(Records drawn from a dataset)
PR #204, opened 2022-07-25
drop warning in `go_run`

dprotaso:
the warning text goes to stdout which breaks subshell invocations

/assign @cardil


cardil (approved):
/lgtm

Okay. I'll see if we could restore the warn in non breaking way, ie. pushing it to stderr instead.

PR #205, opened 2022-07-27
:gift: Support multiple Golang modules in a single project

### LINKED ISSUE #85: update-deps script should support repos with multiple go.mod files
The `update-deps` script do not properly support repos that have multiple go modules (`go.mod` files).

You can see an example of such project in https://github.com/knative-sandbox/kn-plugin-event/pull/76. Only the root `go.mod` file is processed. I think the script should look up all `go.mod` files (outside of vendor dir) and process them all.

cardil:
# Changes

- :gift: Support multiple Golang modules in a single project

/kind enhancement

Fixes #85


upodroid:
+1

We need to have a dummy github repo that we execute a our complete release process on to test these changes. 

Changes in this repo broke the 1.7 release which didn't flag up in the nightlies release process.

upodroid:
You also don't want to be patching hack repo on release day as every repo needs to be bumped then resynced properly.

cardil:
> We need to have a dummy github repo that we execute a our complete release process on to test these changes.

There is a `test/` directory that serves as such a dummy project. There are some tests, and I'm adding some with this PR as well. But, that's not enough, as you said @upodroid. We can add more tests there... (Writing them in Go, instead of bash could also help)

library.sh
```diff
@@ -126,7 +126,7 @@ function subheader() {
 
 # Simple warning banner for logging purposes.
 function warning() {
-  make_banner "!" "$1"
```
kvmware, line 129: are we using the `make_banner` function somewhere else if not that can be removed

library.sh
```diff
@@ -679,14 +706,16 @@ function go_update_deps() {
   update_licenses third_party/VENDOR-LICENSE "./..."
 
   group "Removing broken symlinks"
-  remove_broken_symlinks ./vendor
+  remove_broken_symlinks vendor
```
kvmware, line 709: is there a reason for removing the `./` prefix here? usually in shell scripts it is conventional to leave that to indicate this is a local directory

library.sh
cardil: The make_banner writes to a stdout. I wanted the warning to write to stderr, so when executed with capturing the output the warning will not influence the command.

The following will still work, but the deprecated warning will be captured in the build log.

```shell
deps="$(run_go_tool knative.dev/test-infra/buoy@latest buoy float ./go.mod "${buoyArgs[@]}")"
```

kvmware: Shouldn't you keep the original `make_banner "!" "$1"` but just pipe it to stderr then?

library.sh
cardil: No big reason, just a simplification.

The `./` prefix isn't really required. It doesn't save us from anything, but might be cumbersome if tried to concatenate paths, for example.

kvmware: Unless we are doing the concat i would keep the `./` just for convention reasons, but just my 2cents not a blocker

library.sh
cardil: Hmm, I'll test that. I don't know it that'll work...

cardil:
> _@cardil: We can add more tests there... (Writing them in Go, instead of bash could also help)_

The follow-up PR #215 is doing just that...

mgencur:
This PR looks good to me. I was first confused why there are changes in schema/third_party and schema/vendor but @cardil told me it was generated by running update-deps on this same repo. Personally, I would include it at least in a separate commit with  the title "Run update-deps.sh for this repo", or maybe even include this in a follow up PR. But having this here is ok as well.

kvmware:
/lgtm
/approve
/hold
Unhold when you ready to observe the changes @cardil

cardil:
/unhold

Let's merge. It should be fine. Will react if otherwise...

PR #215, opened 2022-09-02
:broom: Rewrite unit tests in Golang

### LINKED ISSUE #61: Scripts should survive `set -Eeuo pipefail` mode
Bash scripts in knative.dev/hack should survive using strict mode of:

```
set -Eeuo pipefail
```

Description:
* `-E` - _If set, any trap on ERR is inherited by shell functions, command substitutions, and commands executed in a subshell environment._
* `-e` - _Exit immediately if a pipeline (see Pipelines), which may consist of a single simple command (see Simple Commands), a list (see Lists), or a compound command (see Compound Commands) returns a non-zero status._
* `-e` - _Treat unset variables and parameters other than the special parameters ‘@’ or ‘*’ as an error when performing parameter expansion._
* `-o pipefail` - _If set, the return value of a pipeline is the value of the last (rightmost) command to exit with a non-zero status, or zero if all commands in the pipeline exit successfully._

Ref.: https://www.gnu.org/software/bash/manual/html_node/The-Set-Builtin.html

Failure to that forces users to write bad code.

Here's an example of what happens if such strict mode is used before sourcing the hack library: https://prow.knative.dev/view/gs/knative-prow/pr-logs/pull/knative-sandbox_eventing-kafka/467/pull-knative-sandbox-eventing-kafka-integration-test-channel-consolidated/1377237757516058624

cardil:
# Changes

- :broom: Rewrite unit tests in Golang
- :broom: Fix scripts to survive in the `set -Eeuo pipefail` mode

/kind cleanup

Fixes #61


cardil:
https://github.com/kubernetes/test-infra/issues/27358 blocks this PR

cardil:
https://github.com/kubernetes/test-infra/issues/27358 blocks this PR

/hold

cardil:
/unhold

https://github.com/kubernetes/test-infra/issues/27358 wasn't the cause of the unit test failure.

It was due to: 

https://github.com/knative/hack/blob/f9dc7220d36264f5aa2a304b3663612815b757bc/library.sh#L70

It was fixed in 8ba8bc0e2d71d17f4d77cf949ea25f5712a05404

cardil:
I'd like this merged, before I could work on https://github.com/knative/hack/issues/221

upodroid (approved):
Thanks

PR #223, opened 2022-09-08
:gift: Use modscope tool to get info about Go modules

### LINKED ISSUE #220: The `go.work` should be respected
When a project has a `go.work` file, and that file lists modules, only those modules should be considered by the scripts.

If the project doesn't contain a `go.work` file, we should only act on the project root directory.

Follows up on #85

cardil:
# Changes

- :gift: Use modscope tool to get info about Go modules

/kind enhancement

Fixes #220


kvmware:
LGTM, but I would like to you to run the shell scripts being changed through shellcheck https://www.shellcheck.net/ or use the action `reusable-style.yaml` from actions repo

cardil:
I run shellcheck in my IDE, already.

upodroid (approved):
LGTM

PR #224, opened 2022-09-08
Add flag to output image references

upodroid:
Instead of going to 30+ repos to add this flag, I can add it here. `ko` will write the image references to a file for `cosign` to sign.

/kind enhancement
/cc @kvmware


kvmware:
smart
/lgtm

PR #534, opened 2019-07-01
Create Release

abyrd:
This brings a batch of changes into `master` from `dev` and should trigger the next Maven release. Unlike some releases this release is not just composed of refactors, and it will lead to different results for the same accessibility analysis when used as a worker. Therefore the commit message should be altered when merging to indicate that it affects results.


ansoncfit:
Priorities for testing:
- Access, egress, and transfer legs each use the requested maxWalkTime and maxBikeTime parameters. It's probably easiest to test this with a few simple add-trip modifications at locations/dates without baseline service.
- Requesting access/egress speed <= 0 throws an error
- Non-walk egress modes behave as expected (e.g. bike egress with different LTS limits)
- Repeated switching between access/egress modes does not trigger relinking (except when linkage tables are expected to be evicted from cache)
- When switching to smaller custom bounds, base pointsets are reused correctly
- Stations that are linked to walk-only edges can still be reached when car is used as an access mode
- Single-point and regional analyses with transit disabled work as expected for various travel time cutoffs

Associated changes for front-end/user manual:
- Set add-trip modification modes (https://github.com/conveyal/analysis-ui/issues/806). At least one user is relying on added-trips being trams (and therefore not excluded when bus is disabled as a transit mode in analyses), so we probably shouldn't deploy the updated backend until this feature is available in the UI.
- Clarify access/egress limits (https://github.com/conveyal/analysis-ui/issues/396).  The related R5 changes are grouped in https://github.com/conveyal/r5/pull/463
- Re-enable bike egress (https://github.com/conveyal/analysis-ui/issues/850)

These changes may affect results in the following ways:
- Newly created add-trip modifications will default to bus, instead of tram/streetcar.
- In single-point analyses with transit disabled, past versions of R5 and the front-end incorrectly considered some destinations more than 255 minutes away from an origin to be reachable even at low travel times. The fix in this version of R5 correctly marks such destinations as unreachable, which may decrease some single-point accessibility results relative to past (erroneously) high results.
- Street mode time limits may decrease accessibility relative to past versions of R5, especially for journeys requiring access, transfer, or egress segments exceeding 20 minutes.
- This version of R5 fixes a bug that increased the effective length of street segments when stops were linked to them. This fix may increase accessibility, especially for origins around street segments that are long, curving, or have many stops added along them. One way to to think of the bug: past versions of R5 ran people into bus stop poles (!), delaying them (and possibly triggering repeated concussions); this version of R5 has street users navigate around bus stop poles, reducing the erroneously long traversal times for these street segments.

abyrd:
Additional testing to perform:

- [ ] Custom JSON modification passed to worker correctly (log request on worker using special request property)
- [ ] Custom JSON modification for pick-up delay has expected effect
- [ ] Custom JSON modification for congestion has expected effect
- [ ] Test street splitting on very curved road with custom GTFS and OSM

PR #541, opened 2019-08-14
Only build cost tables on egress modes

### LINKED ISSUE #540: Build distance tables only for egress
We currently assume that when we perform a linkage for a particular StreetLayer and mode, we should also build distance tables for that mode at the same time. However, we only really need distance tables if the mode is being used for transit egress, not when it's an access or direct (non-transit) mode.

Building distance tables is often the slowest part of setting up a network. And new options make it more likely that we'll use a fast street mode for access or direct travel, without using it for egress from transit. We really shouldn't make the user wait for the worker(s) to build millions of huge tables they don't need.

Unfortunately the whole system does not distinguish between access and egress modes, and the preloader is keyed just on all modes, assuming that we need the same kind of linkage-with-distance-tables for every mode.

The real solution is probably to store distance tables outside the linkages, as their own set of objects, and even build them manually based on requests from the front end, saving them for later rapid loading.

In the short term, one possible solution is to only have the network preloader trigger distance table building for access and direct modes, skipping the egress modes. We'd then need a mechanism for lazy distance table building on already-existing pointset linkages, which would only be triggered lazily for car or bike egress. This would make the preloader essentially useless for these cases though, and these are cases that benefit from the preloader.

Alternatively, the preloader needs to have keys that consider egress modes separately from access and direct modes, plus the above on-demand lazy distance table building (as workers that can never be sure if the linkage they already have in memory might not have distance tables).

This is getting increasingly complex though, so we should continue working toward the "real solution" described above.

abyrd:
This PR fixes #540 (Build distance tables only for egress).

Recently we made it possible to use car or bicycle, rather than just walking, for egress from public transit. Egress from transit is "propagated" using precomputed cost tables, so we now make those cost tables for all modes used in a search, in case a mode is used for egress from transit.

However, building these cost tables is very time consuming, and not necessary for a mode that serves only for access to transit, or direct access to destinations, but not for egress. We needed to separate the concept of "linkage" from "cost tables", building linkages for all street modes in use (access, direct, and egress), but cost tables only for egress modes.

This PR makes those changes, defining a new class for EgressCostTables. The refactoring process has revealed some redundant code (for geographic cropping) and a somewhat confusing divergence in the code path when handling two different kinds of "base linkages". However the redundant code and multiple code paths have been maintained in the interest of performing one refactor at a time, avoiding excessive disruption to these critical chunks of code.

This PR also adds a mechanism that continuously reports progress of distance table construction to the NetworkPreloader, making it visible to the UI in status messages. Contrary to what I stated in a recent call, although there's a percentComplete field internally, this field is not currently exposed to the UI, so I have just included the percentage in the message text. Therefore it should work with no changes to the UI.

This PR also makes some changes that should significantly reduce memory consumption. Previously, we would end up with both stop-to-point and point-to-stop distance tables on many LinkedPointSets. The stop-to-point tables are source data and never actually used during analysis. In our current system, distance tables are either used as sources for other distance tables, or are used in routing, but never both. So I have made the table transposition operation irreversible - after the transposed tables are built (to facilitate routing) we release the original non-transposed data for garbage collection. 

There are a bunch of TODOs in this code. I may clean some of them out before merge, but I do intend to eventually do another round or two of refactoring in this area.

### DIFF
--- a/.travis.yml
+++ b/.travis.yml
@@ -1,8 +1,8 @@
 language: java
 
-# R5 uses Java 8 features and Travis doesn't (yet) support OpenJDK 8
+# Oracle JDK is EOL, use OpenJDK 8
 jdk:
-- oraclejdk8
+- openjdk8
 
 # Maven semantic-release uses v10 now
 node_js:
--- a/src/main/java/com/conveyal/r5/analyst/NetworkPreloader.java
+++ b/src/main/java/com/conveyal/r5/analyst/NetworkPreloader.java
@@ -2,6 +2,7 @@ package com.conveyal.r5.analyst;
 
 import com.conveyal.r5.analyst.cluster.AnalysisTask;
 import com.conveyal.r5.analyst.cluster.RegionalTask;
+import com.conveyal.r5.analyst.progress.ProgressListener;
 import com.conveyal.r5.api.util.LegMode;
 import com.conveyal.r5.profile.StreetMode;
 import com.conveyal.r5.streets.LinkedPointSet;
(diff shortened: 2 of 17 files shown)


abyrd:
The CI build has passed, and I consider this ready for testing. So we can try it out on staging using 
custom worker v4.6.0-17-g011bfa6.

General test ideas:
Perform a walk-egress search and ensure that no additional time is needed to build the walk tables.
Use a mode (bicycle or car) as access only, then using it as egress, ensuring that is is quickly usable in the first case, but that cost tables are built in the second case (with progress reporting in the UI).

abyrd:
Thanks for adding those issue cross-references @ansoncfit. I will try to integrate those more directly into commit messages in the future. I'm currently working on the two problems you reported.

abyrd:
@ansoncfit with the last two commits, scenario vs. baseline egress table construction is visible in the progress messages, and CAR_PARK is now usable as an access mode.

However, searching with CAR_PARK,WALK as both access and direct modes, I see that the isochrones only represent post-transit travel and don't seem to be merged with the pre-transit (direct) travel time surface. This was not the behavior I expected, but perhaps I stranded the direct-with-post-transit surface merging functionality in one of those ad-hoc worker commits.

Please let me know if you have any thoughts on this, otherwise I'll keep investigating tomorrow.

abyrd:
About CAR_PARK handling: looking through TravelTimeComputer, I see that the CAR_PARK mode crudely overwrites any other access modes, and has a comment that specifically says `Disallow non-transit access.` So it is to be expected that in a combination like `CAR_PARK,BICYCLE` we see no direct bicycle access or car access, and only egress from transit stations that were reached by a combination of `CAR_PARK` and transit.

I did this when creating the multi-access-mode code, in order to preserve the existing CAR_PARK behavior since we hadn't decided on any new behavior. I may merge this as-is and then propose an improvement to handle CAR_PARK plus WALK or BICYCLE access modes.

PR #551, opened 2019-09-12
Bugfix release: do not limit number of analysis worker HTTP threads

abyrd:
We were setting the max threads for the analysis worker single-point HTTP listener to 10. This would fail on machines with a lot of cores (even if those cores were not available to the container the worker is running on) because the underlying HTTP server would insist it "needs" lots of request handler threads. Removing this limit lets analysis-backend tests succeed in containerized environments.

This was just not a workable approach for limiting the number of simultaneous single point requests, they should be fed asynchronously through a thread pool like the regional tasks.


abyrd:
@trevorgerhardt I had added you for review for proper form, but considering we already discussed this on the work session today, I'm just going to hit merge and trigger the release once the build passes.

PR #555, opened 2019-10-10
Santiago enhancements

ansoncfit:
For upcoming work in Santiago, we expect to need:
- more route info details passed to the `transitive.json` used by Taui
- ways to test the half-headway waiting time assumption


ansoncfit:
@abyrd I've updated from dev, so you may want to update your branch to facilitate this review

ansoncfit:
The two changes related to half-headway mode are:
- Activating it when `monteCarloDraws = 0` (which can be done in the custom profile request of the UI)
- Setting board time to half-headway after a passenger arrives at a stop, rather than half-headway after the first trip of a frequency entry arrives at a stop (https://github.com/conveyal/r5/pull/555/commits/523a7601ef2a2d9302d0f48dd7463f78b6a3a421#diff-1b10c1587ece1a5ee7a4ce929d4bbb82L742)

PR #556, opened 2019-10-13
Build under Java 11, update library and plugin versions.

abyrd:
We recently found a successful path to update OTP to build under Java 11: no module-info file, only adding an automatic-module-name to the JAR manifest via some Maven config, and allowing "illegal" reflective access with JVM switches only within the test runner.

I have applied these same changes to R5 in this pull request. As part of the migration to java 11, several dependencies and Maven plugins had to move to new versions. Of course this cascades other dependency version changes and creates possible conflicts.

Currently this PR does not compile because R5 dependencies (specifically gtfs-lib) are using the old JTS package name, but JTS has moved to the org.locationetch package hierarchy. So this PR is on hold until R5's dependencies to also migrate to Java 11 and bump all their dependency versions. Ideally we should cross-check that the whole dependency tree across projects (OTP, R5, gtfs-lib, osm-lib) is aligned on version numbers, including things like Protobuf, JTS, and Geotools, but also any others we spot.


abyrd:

• What to do:
Every line of the entries above that includes "repos" should be copied.

• Result of this task:
### LINKED ISSUE #85: update-deps script should support repos with multiple go.mod files
The `update-deps` script do not properly support repos that have multiple go modules (`go.mod` files).
Instead of going to 30+ repos to add this flag, I can add it here. `ko` will write the image references to a file for `cosign` to sign.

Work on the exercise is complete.